Только видит Федя: старуха на крыльцо мотнулась.
— Тс, — цыкает ей Федя, — ты, чертова старуха. Гм… Притча. Не слышит, чертова бабка, сук ей в нос.
Просидели час. Тихо.
Заспалась, должно быть, Маруся-американочка. Еще час просидели. Федюша начал засов ножом ковырять. Ножом отодвинул засов.
— Сейчас, — говорит, — братцы.
И сам по двору тенью.
Только прибегает обратно — глаза круглые и сам не в себе очень:
— Нету, — говорит, — американки. Ушла чертова Маруська. С полуротным с Овчинкиным вовсе ушла. Сама старуха — сук ей в нос — призналась. Дескать, полуротный Овчинкин к вечеру вестового засылал, а к ночи и сам в гости пожаловал. Жрали, — говорит, — очень даже много, и все жирное, и спать легли вместе. А утром полуротный из дому и Маруська с ним. Вовсе ушла чертова Маруська. Что ж теперь? Гроб.

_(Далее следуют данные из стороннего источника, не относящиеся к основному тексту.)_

PR #123, opened 2018-06-01
Checkpoint Modules

adamdossa:


contracts/tokens/SecurityToken.sol
```diff
@@ -426,4 +499,66 @@ contract SecurityToken is ISecurityToken {
             sig = bytes4(uint(sig) + uint(_data[i]) * (2 ** (8 * (len - 1 - i))));
         }
     }
+
+    /**
+     * @dev Creates a checkpoint that can be used to query historical balances / totalSuppy
+     */
+    function createCheckpoint() public onlyModule(CHECKPOINT_KEY, true) {
+        require(currentCheckpointId < 2**256 - 1);
+        currentCheckpointId = currentCheckpointId + 1;
```
pabloruiz55: Why the above require instead of using SafeMath here?
currentCheckpointId = currentCheckpointId.add(1);

contracts/tokens/SecurityToken.sol
```diff
@@ -355,6 +426,7 @@ contract SecurityToken is ISecurityToken {
     function mint(address _investor, uint256 _amount) public onlyModule(STO_KEY, true) checkGranularity(_amount) returns (bool success) {
         adjustInvestorCount(address(0), _investor, _amount);
         require(verifyTransfer(address(0), _investor, _amount), "Transfer is not valid");
+        adjustTotalSupplyCheckpoints();
         totalSupply_ = totalSupply_.add(_amount);
         balances[_investor] = balances[_investor].add(_amount);
         emit Minted(_investor, _amount);
```
pabloruiz55: Shouldn't `adjustBalanceCheckpoints` be called here as well? If not an account would have a different amount of tokens than what balanceOfAt will return.

contracts/tokens/SecurityToken.sol
```diff
@@ -402,13 +474,14 @@ contract SecurityToken is ISecurityToken {
...
      * @dev Burn function used to burn the securityToken
-     * @param _value No. of token that get burned     
+     * @param _value No. of token that get burned
      */
     function burn(uint256 _value) checkGranularity(_value) public {
         adjustInvestorCount(msg.sender, address(0), _value);
         require(tokenBurner != address(0), "Token Burner contract address is not set yet");
         require(verifyTransfer(msg.sender, address(0), _value), "Transfer is not valid");
         require(_value <= balances[msg.sender], "Value should no be greater than the balance of msg.sender");
+        adjustTotalSupplyCheckpoints();
```
pabloruiz55: Shouldn't `adjustBalanceCheckpoints` be called here as well (below the burning of tokens)? If not an account would have a different amount of tokens than what balanceOfAt will return.

contracts/tokens/SecurityToken.sol
```diff
@@ -299,12 +310,70 @@ contract SecurityToken is ISecurityToken {
...
+            checkpointBalances[_investor].push(
+                Checkpoint({
+                    checkpointId: currentCheckpointId,
+                    value: balanceOf(_investor)
+                })
+            );
+            return;
+        }
+        //No new checkpoints since last update
+        if (checkpointBalances[_investor][checkpointBalances[_investor].length - 1].checkpointId == currentCheckpointId) {
```
pabloruiz55, line 357: This line only allows a SINGLE checkpointBalance to be created per checkpoint. If on checkpoint 1 account 0xabc makes 2 transfers, only the first one will be "recorded". Is that correct?

pabloruiz55 (approved):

Вышли на двор. Ушла, мать честная, и следов нет.
Посмотрел Федя на солнце, на дорогу посмотрел. И куда ушла? В какую сторону? Без компаса никак нельзя узнать.
— Эх, испортила американка жизнь! Угробила, чертова Маруська. Очень даже грустно сложились обстоятельства.
Посмотрел Федя Лохматкин на Марусин дом — сосет сердце.
«Красавица», — подумал.
В окно глянул, а в окне старухин нос.
— Тьфу ты, мерзкая старуха, до чего скверно смотреть.